Actually Implementing Group Management Using ZooKeeper

January 09, 2010

ZooKeeper offers, in the words of its documentation, “off-the-shelf… group management”. The “off-the-shelf” part is inaccurate; it really offers the proper primitives to *implement* group management, but it’s up to you to fill in a few missing pieces.

I’ll be describing one type of group management system I built at KaChing using ZooKeeper:

  • A group contains some logical service. The *meaning* of belonging to a group is typically “the instance is available for use by clients over the network”.
  • Services can join and leave the group. The special case of a service crashing or a network outage needs to be handled as leaving the group.
  • Joined services share metadata about how to communicate with it, i.e., its IP address, base URL, etc.
  • Clients can ask what instances are in the group, i.e., available.
  • Clients are notified when group membership changes so they can mutate their local state.

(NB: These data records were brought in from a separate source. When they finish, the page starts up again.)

Issue #5038, opened 2019-04-04
Potential performance improvements


romkatv:
This is not really an issue. I would've sent an email if I could find a mailing list address. Feel free to close with no action.

I've been using libgit2 in my own small project -- [gitstatus](https://github.com/romkatv/gitstatus) -- that aims to provide low latency git repository information for the purpose of displaying it in shell prompt. I enjoyed reading through the code of libgit2 a have learned a lot about good C style.

My project computes the equivalent of `git status` plus `git describe --tags --exact-match` on every prompt. It is bad user experience to have a noticeable delay after every shell command, so I've been trying to make my code faster.

I've implemented several performance optimizations in my fork of libgit2 that reduced CPU time of `lg2 status` by slightly over 2x. I've also extended the API to enable repository sharding so that it can be diffed in parallel from multiple threads. I've fixed a few bugs, mostly in synchronization, that got exposed due to heavily multi-threaded access (missing memory fences for the most part). Plus some functional bugs -- there was a nasty one in `filesystem_iterator_examine_path`. All optimizations combined made my version of `lg2 status` 18 times faster on chromium repository. This is 4 times faster than `git status`. I then reimplemented the most CPU-intensive part from scratch, outside of libgit2, which brought the overall speedup to 42x over libgit2 (10x over git).

I've documented some of this on [gitstatus](https://github.com/romkatv/gitstatus) project page albeit rather sparsely.

I've attempted to upstream some of my changes to libgit2 (see [here](https://github.com/libgit2/libgit2/issues/4230#issuecomment-471710359) and [here](https://github.com/libgit2/libgit2/pull/5018)) but things haven't progressed much. I'm now moving on to other projects and won't be able to dedicate time to libgit2.

I realize that my use case is unusual and there are very few users who care about performance of `status` and `describe` commands. I can understand if none of my optimizations or bug fixes are worth the trouble of sifting through them and applying to libgit2. However, on the off-chance you'll find something valuable, check out the docs of [gitstatus](https://github.com/romkatv/gitstatus) (especially [Why fast](https://github.com/romkatv/gitstatus#why-fast) section) and my [fork of libgit2](https://github.com/romkatv/libgit2). I'm sorry for some of the heavy-handed changes in the fork where I expose internal APIs (most of them aren't instrumental to the performance improvements and bug fixes), and for the mess with tabs-vs-spaces.

pks-t:
[...]

PR #5042, opened 2019-04-05
diff: don't check ignores if it wouldn't matter

tiennou:
#4230 uncovered a nice performance improvement, in that we unnecessarily check ignore rules (that ought to only matter when looking at the workdir), even if it would not matter. Additionally, even when looking at a working directory, some diff flags combinations could benefit as well.

This renames the (leftover?) `GIT_ITERATOR_HONOR_IGNORES` to mean the inverse, as it made more sense for backward-compatibility, and changes diff to pass it if it think it'd do a difference.


src/diff_generate.c
```diff
@@ -989,8 +989,13 @@ static int handle_unmatched_new_item(
 	if (git_index_entry_is_conflict(nitem))
 		delta_type = GIT_DELTA_CONFLICTED;
 
-	/* update delta_type if this item is ignored */
-	else if (git_iterator_current_is_ignored(info->new_iter))
+	/* update delta_type if this item is ignored but
+	 * only if it makes a difference -- ignore checks are expensive
+	 */
+	else if ((!contains_oitem ||
+		  DIFF_FLAG_IS_SET(diff, GIT_DIFF_INCLUDE_IGNORED | GIT_DIFF_RECURSE_IGNORED_DIRS |
```
romkatv: Please double-check this set of flags. I tried to be conservative here and have likely enabled the fast path in fewer cases than I could have.

src/diff_generate.c
```diff
@@ -1383,12 +1389,21 @@ int git_diff_index_to_workdir(
 	if (!index && (error = diff_load_index(&index, repo)) < 0)
 		return error;
 
+	/* checking ignore rules is expensive, so we turn it on only if it
+	 * can make a difference */
+	if (opts && (opts->flags & (GIT_DIFF_INCLUDE_IGNORED |
+				    GIT_DIFF_INCLUDE_UNTRACKED |
```
romkatv: Ditto here. Is the set of flags correct?

tiennou:
Rebased, I've limited the skip check to the workdir iterator, because it'd attempt to run on the others. One of the buildbots seems to have locked up, but it should be green now.

src/iterator.c
```diff
@@ -1716,6 +1724,8 @@ static void filesystem_iterator_update_ignored(filesystem_iterator *iter)
 GIT_INLINE(bool) filesystem_iterator_current_is_ignored(
 	filesystem_iterator *iter)
 {
+	if (iterator__skip_ignores(iter)) return false;
```
romkatv: I think libgit2 style is to put `return false` on a separate line? Same thing in a few other places.

src/diff_generate.c
pks-t: Looks good to me. Missing is `GIT_DIFF_SHOW_UNTRACKED_CONTENT`, but the documentation says that it always enables `GIT_DIFF_INCLUDE_UNTRACKED` which is already included here

src/iterator.c
```diff
@@ -1851,10 +1850,12 @@ static int filesystem_iterator_init(filesystem_iterator *iter)
 {
 	int error;
 
-	if (iterator__honor_ignores(&iter->base) &&
-		(error = git_ignore__for_path(iter->base.repo,
+	if (iter->base.type == GIT_ITERATOR_TYPE_WORKDIR
+	    && !iterator__skip_ignores(&iter->base)) {
```
pks-t: The `&&` belongs to the previous line

src/iterator.c
```diff
@@ -1851,10 +1850,12 @@ static int filesystem_iterator_init(filesystem_iterator *iter)
...
+		if ((error = git_ignore__for_path(iter->base.repo,
 			".gitignore", &iter->ignores)) < 0)
```
pks-t: I think you could just retain this line as part of the surrounding condition

src/diff_generate.c
```diff
@@ -989,8 +989,13 @@ static int handle_unmatched_new_item(
 	if (git_index_entry_is_conflict(nitem))
 		delta_type = GIT_DELTA_CONFLICTED;
 
-	/* update delta_type if this item is ignored */
-	else if (git_iterator_current_is_ignored(info->new_iter))
+	/* update delta_type if this item is ignored but
```
pks-t: Mutliline comment blocks start with an empty `/*` line

src/diff_generate.c
```diff
@@ -989,8 +989,13 @@ static int handle_unmatched_new_item(
...
+	 * only if it makes a difference -- ignore checks are expensive
+	 */
```
pks-t: Hum. I'm honestly not a lot smarter after reading this comment. Could you please explain why it cannot make a difference if the below conditions are not met?

src/iterator.c
```diff
@@ -1338,6 +1335,8 @@ static int filesystem_iterator_frame_push(
 	size_t path_len;
 	int error;
 
+	assert(!frame_entry == !iter->frames.size);
```
pks-t: This is non-trivial to me, a comment would be welcome.

src/diff_generate.c
tiennou:
```
	/*
	 * update delta_type if this item is ignored
	 *
	 * If the item is missing from the other iterator, or if we're not
	 * interested in ignored things, skip the check for performance
	 */
```

@romkatv I'm missing the rationale on the `!contain_oitem` check: why does it need to be added? And also, the actual skipping is done at the iterator layer (previous commit), so I'm also unsure what we're gaining by skipping again here — is it's just about sidestepping some other code in the "unmatched new item" case ?

romkatv: > I'm missing the rationale on the !contain_oitem check: why does it need to be added?

It's to avoid checking every directory in a clean repository against ignore rules. For example, when diffing index vs workdir, we might encounter these entries:

* index: foo/bar.h
* workdir: foo/

The code is trying to avoid checking "foo/" against ignore rules if it's safe to do.

It might be helpful to add a `fprintf(stderr, ...)` in `git_ignore__lookup` to see which files get checked and then run `lg2 status` in a clean (or dirty) repository. By changing the PR and seeing how it affects the results it'll be easy to see what each modification does.

> And also, the actual skipping is done at the iterator layer (previous commit)

The previous commit doesn't set `GIT_ITERATOR_SKIP_IGNORES` if `GIT_DIFF_INCLUDE_UNTRACKED` is set.

By the way, I'm positive that each successive commit has an effect because I only changed libgit2 code when it made a measurable difference on performance. However, it's possible that future commits obviated (perhaps partially) previous ones. I never went back to verify that _all_ changes are necessary to achieve the final performance.

PR #5043, opened 2019-04-05
[WIP] diff: allow sharding the path space

tiennou:
This is all parts relative to the sharding mechanism proposed by @romkatv.

The example use case is at https://github.com/romkatv/gitstatus/blob/master/src/git.cc.


tiennou:
My opinion on that one is that it is definitely sound, but sure needs more polishing. To be clear, in my eyes you're doing atomics black magic, and I'm not (yet) in a position to know if they make any sense 😉.

Also, the end of the patchset (starting with `don't copy index to perform a diff; scan it directly`) steers heavily into "I'm scratching my own itch at the expense of the API", so I've included them for consistency but they really are more of a use-case study: how fast we can make the status information available.

src/diff_generate.c
```diff
@@ -1274,6 +1274,12 @@ int git_diff__from_iterators(
 	b_opts.flags = FLAGS_SECOND; \
 	b_opts.start = pfx; \
 	b_opts.end = pfx; \
+	if (opts && opts->range_start && *opts->range_start && \
+			(!pfx || !*pfx || strcmp(opts->range_start, pfx) > 0)) \
```
romkatv: The unconditional use of `strcmp` is incorrect. If the iterator is case-insensitive this should be `strcasecmp`. I cheated here because this makes no difference for gitstatusd.

src/ignore.c
```diff
@@ -267,19 +267,23 @@ static int push_one_ignore(void *payload, const char *path)
...
 	if ((error = git_attr_cache__init(repo)) < 0)
 		return error;
 
-	error = git_attr_cache__get(
-		out, repo, NULL, GIT_ATTR_FILE__IN_MEMORY, NULL, GIT_IGNORE_INTERNAL, NULL);
-
 	/* if internal rules list is empty, insert default rules */
-	if (!error && !(*out)->rules.length)
-		error = parse_ignore_file(repo, *out, GIT_IGNORE_DEFAULT_RULES);
+	error = git_attr_cache__get(
```
romkatv: This is a fix for a synchronization bug: `parse_ignore_file` must be called under a lock.

src/index.c
```diff
@@ -899,30 +905,17 @@ static void index_entry_adjust_namemask(
...
 	git_index_entry **out,
 	git_repository *repo,
 	const char *path,
 	struct stat *st,
-	bool from_workdir)
+	unsigned int path_valid_flags)
 {
 	size_t pathlen = strlen(path), alloclen;
 	struct entry_internal *entry;
-	unsigned int path_valid_flags = GIT_PATH_REJECT_INDEX_DEFAULTS;
```
romkatv: There is a lot of churn here due to my first attempt to implement `GIT_OPT_DISABLE_INDEX_FILEPATH_VALIDATION`. My second attempt has introduced `GIT_PATH_REJECT_NOTHING` and made this churn unnecessary, but I never cleaned it up.

Note that this is unrelated to sharding.

src/repository.h
```diff
@@ -160,7 +160,9 @@ struct git_repository {
 
 GIT_INLINE(git_attr_cache *) git_repository_attr_cache(git_repository *repo)
 {
-	return repo->attrcache;
+	git_attr_cache *cache;
+	__atomic_load(&repo->attrcache, &cache, __ATOMIC_ACQUIRE);
```
romkatv: By the way, there are synchronization bugs when attrcache is lazily initialized. I added a [workaround](https://github.com/romkatv/gitstatus/blob/d3ce9ef43951fcf6eb04cbb005a06f359fb78610/src/repo.cc#L109) in gitstatusd instead of fixing it in libgit2.

tests/iterator/workdir.c
```diff
@@ -1170,7 +1170,7 @@ void test_iterator_workdir__pathlist_for_deeply_nested_item(void)
 
 		cl_git_pass(git_iterator_for_workdir(&i, g_repo, NULL, NULL, &i_opts));
 		expect_iterator_items(i, expected_len, expected, expected_len, expected);
-		cl_assert_equal_i(14, i->stat_calls);
+		cl_assert_in_range(7, i->stat_calls, 14);
```
romkatv: I think changes that have reduced the number of stat calls aren't in this PR. However, since I merely relaxed the assertions, tests will pass either way.

romkatv:
> My opinion on that one is that it is definitely sound, but sure needs more polishing. To be clear, in my eyes you're doing atomics black magic, and I'm not (yet) in a position to know if they make any sense .

Note that my atomic changes cannot break anything. If you replace a plain read/write with atomic/read write, you cannot introduce a bug. Likewise with adding memory fences. In the worst case you'll make code slower but at least on x64 this won't happen.

I discovered most of these bugs with [ThreadSanitizer](https://github.com/google/sanitizers/wiki/ThreadSanitizerCppManual). I'm 99.9% sure that every one of them is a real bug. As I mentioned above, I'm sure I didn't introduce new bugs there. However, I'm not so sure that my fixes were enough to fix the bugs. And it's very unlikely that I've found all synchronization bugs. libgit2 plays rather loose with atomics and synchronization. The code is written in such a way as if reading/writing volatile was both atomic and involved a full memory fence. Neither of these is true, hence bugs.

romkatv:
> Also, the end of the patchset (starting with `don't copy index to perform a diff; scan it directly`) steers heavily into "I'm scratching my own itch at the expense of the API" [...]

That one is pretty big but I my current solution is pretty bad. In fact, it only helps on case-sensitive filesystems.

Consider what happens on macOS with its case-insensitive filesystem when we want to get a list of changes staged for commit. We shard the index into 40 equal subranges (my machine has 20 cores, so 2 ranges per core) and call `git_diff_tree_to_index` on each of them. Each `git_diff_tree_to_index` will create a new index iterator, which will **clone and sort the whole index**. Sorting the whole index is very expensive because it's made of all those long strings with many strings having long shared prefixes.

Note that index iterator never changes the index. It just wants it sorted with a particular comparator. When comparing index to HEAD, index iterator wants the index sorted case-sensitively. When comparing index to workdir, case-insensitive sorting is required.

This problem could be solved by storing two arrays in git_index: one sorted case-sensitively and one case-insensitively. When a new index iterator is being created, it needs to say which sorting it wants. I would've done it this way if I had this idea earlier. But I was focused on improving performance on Linux, so I overlooked the fact that my solution doesn't help macOS.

These map onto ZooKeeper as:

  • A group is a (permanent) node in the ZooKeeper hierarchy. Clients and services must be told the path to this node.
  • A services joins the group by creating an ephemeral node whose parent is the group node. By using an ephemeral node, if the service dies then the service is automatically removed from the group.
  • The ephemeral node’s data contains the service metadata in some format like JSON, XML, Avro, Protobufs, Thrift, etc. ZooKeeper has no equivalent of HTTP’s “Content-Type” header to identify the metadata representation, so services and clients must agree upon the format in some manner.
  • Clients can query for the children of the group node to identify the members of the group.
  • Clients can place a watch on the group node to be notified if nodes have joined or left the group.

To help with development I use zkclient (pros: provides a much more natural interface to zk from Java compared to the actual ZooKeeper library, somewhat responsive committers; cons: some of the API semantics are difficult to understand, somewhat responsive committers). zkconf from Patrick Hunt makes it trivial to get zk running.

I’ve looked a bit at norbert from LinkedIn but the documentation is very slim (no README even!); from what I can make out from the code it seems to be well thought-out and provide a super-set of the system I’ve described. LinkedIn-ners, can you help a brother out?

Bonus section: Service Manifest

One downside to the system I’ve described is that it doesn’t avoid the “rogue service”: some service that shouldn’t be running actually is running. It’s happened to everyone before, don’t be shy; you retired service X but it wasn’t wiped from the servers and when the box rebooted some cron job restarted it…. oops.

To handle this you need a service “manifest” that lists all the services that *should* be running, so clients can filter out group members that are available but shouldn’t be. In ZooKeeper this can be a parallel tree to the group node that uses
permanent nodes rather than ephemeral nodes for group members, or just one permanent node whose data contains the group members, or some variation on that. And make sure you have your clients sound the alarm when a rogue service shows up.

.. Adam

P.S. the Blogger post editor really really sucks.